The kids she’s talking about came from all over — from area Scout groups, high schools, Unity College and the University of Maine — to help with the horses. Some came to Last Chance Ranch after getting in trouble with the law in order to do mandated community service work, Mesaric said.

“We worked quite a bit with kids at risk,” she said.

Mesaric said she hasn’t given up hope that the ranch might be able one day to resume its rescue work.

“It’s not to say the doors will never open fully again,” she said.

Jen Winchester said bad economic times mean hard times for horse owners, many of whom were shocked at the jump in prices for things such as hay and grain in the last few years. In the winter of 2007-08, Spirit of Hope Farm had to turn away more than 100 horses whose owners reached out for help. Last year, with space for only 10 horses, they turned away almost 50 more.

“We’re anticipating probably getting hammered again this year,” she said.

Jen, who by day is a special education teacher at Bucksport High School, has a tear in her eye when she talks about one of those horses that needed the help provided at the farm.
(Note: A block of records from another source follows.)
Issue #5890, opened 2022-10-05
[BUG] UI5-Segmented-Button


IrvinDelgado:
### **Bug Description**
Two pressed items in `<ui5-segmented-button>`

### **Expected Behavior**
There should only be one `Pressed` `<ui5-segmented-button-item>`

### **Steps to Reproduce**
1. Go to '[CodeSandbox](https://codesandbox.io/s/ui5-webcomponents-forked-nb20o5?file=/index.html)'
2. Click on 'Open Dialog'
3. Click on 'Two'
4. Click on 'Close Dialog'
5. Click on 'Open Dialog'
6. Notice that 'Two' has the `Focused` property although 'One' is Pressed
7. Click on 'Two'
8. Both 'One' and 'Two' are Pressed.

### **Isolated Example**
If possible, please provide an isolated example by forking [CodeSandbox](https://codesandbox.io/s/ui5-webcomponents-forked-nb20o5?file=/index.html).

### **Context**
- UI5 Web Components version: 1.8.0
- OS/Platform: CodeSandbox
- Browser: Chrome
- Affected component: Segmented-Button

### **Log Output / Stack Trace / Screenshots**

<img width="721" alt="Screen Shot 2022-10-05 at 3 16 26 PM" src="https://user-images.githubusercontent.com/62973847/194174078-033e7706-da7e-4d00-b171-82704f56c90b.png">

### **Priority**
- [ ] Low
- [ ] Medium
- [x] High
- [ ] Very High

The priority indicates the severity of the issue. To set the appropriate priority consider the following criteria:
- Breaks entire application or system - High or Very High
- Accessibility issue - Medium or High
- Functional issue - Medium or High
- Visual issue - Low or Medium

**Note:** The priority might be re-evaluated by the issue processor.

### **Stakeholder Info** (if applicable)

- Organization: WEF

gmkv:
Hello @SAP/ui5-webcomponents-topic-b 

There is a synchronisation issue in the SegmentedButton. The application logic resets the pressed state of the buttons in the correct manner, but on second use of the SegmentedButton, it ends up with two selected buttons.
A second issue is that the item navigation is not set to the focused button on step 5.
I also found another issue. When this example loads, the SegmentedButton throws a warning: `ResizeHandler.js:61 Cannot register ResizeHandler for element undefined`.

Would you have a look?

Issue #4969, opened 2022-03-25
SegmentedButton onSelectionChange listener not firing when selected tab gets not changed by click


codingfabi:
### **Bug Description**
I'm rendering a SegmentedButton with several toggle buttons as children working as tabs. We have linked text on our application that changes the selected button on click. If we fire this event and a certain tab gets selected, we can not reselect the tab that was selected before. Instead, we need to select a different tab to be able to navigate to the first one. This is because the tab selection by the link click does not trigger the selectionChange listener of the SegmentedButton since it only listens to onClick. So when we reselect the first tab, the SegmentedButton does not register a selectionChange.

### **Expected Behavior**
I would expect the selectionChange of the SegmentedButton to observe on childrenMutation, not on click only. So maybe change it to a mutationObserver.

### **Isolated Example**
If possible, please provide an isolated example by forking [CodeSandbox](https://codesandbox.io/s/71r1x5o51q?fontsize=14&module=%2Findex.html).

### **Priority**
- [ ] Low
- [x] Medium (functional issue)
- [ ] High
- [ ] Very High

### **Stakeholder Info** (if applicable)

- Organization: {UI5-webcomponents-for-react}

gmkv:
Hi @SAP/ui5-webcomponents-topic-b 
Codingfabi is using the SegmentedButton component and programatically changing whether one of the SegmentedButtonItems is selected or not. Changing the state programatically does not cause the selectionChange event to fire.

Usually events should fire based on the user's actions - keypresses, taps, clicks, etc.
Would you have a look?

Regards,
Georgi

codingfabi:
I created a sandbox that reproduces the issue in an abstracted form: https://codesandbox.io/s/ui5-webcomponents-forked-4futgz?file=/src/index.js

Click on the link selects the third SegmentedButtonItem. Reselecting "Map" afterwards results in both Items to be selected. Hope this adds a bit of clearity.

gmkv:
The issue is actually that the SegmentedButton could fall in a state where it can have more than one button selected at a time, which seems like a valid bug.

NHristov-sap:
Hi @codingfabi ,
In general, the events are fired only after user interactions (as click/tap/etc). So you can't expect that if you change something programatically, the event will be fired after that. In situations that you change some state programatically, it is assumed that you know what you do, and you have information about the state of the component.
That's why this complaint is not valid.
[...]

PR #6502, opened 2023-02-15
fix(ui5-segmented-button): press item programatically works properly

NHristov-sap:
The slot where segmented button items are placed, was not set to invalidate the component when some of the child items was changed ("pressed" to be exact). So setting directly "pressed" attribute of any item did not tell the parent control that something was changed. In addition, the logic that removes the pressed state of other segmented button items when another one was set as "pressed" worked partially, so there were scenarios where more than one segmented button item can be in "pressed" state. This PR fixes the issue by setting a slot to invsalidate when children are changed, and the logic for updating "pressed" states of the items is fixed too.

Fixes: #5890 
Fixes: #4969

### DIFF
--- a/packages/main/src/SegmentedButton.ts
+++ b/packages/main/src/SegmentedButton.ts
@@ -184,7 +184,7 @@ class SegmentedButton extends UI5Element {
 	}
 
 	normalizeSelection() {
-		let selectedItems = this.items.filter(item => item.pressed);
+		const selectedItems = this.items.filter(item => item.pressed);
 		const selectedIndex = this._selectedItem ? selectedItems.indexOf(this._selectedItem) : -1;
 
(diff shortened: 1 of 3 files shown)


tsanislavgatev (changes requested):
I think we should change the test as it's still passing without the code in  normalizeSelection.

tsanislavgatev:
Can you please provide more information about the issue and how are we fixing it in the commit message body and pull request description?

NHristov-sap:
> Can you please provide more information about the issue and how are we fixing it in the commit message body and pull request description?



> Can you please provide more information about the issue and how are we fixing it in the commit message body and pull request description?

Done.

tsanislavgatev (approved):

Pete had belonged to a Maine man who had kept him tied in a concrete stall for two years, she said.

“He was treated very cruelly,” she said.

But after being plied with plenty of love, enough food, rehabilitation and training, the horse was ready to join a new home and was adopted, she said.

“He’s doing well. The girl just adores him,” Jen said. “I still miss him. He’s very special.”

Another horse with a happy ending is Big Mac, whom the Winchesters bought at an auction in New Jersey. If they hadn’t won the bidding, Big Mac would’ve made a final trip on a meat truck, they said. He came to Maine instead, traveling on a trailer to Winterport, where he initially stayed in the farm’s quarantine stall for a couple of weeks.

His story caught the attention of the Winchesters’ friends — many of whom donated money for his purchase — and so he has his own Facebook page to keep everyone updated about his activities.

Most recently, those activities included his adoption in the early summer by a southern Maine family.

“Bigs went from being a nameless No. 375 in a feedlot full of slaughterbound horses to a brief layover at our rescue to his own new family who will love him,” Jen wrote on the page. “Quite a nice ending … er … beginning, don’t you agree? Good luck, Big Mac. I’ll miss you, big boy!”

Adopting rescue horses isn’t for everybody, she said, describing a long process that involves carefully checking references, a home visit and a visit with the horse to make sure it’s a good match for them, too.

“I think, ‘What does this horse need versus what somebody is looking for?’ We’re pretty fussy,” Jen said. “You do what you can to protect them from having to suffer what they’ve already suffered.”

Her 11-year-old son, Alec Allain, who named one of the rescue horses, summed up the family’s philosophy succinctly:

“The horses are worth more than money,” he said.